▶ [Your goal]:
Only one stretch of the data below is needed. Output the lines from the one with "Security fix" up to and including the one with "- [ ] I've followed", exactly as they stand.

----------------

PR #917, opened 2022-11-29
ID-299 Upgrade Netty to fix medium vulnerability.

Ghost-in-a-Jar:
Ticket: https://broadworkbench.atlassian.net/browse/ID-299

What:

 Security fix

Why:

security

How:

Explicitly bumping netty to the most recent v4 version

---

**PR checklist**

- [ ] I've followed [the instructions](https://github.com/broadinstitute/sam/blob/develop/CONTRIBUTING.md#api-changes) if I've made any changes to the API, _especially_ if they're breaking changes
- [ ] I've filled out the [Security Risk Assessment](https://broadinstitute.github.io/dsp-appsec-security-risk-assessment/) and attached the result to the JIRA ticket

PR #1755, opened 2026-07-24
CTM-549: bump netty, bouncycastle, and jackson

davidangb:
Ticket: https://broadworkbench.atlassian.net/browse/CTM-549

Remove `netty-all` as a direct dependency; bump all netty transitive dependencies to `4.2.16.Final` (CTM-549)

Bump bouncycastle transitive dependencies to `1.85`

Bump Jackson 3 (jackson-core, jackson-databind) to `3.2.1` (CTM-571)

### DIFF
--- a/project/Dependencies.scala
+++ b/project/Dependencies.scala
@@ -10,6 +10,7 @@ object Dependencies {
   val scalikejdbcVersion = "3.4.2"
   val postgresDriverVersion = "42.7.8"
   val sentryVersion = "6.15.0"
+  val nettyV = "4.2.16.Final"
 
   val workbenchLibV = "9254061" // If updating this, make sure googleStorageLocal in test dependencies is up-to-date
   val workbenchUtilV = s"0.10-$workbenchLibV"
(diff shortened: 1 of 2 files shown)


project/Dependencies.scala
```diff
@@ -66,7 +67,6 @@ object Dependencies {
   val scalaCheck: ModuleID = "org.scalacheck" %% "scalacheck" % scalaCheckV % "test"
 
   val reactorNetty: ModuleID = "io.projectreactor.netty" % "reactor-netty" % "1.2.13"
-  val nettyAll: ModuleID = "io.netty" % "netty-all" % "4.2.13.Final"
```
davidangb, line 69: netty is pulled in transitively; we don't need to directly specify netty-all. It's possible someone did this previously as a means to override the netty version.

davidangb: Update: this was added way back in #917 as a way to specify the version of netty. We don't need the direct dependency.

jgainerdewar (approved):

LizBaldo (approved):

----------------

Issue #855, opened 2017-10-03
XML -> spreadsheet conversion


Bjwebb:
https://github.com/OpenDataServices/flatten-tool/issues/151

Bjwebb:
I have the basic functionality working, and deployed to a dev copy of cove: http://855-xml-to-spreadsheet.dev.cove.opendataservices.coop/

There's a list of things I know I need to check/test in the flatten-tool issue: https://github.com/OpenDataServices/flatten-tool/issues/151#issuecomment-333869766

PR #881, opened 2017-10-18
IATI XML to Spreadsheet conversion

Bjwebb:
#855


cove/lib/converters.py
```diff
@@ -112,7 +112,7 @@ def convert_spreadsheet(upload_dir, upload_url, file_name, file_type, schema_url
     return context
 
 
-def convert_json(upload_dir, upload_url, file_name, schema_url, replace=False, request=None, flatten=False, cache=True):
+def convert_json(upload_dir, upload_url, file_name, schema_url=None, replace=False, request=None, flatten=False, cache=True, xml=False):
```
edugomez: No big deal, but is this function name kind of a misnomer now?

----------------

▶ [Problem solution]:
 Security fix

Why:

security

How:

Explicitly bumping netty to the most recent v4 version

---

**PR checklist**

- [ ] I've followed [the instructions](https://github.com/broadinstitute/sam/blob/develop/CONTRIBUTING.md#api-changes) if I've made any changes to the API, _especially_ if they're breaking changes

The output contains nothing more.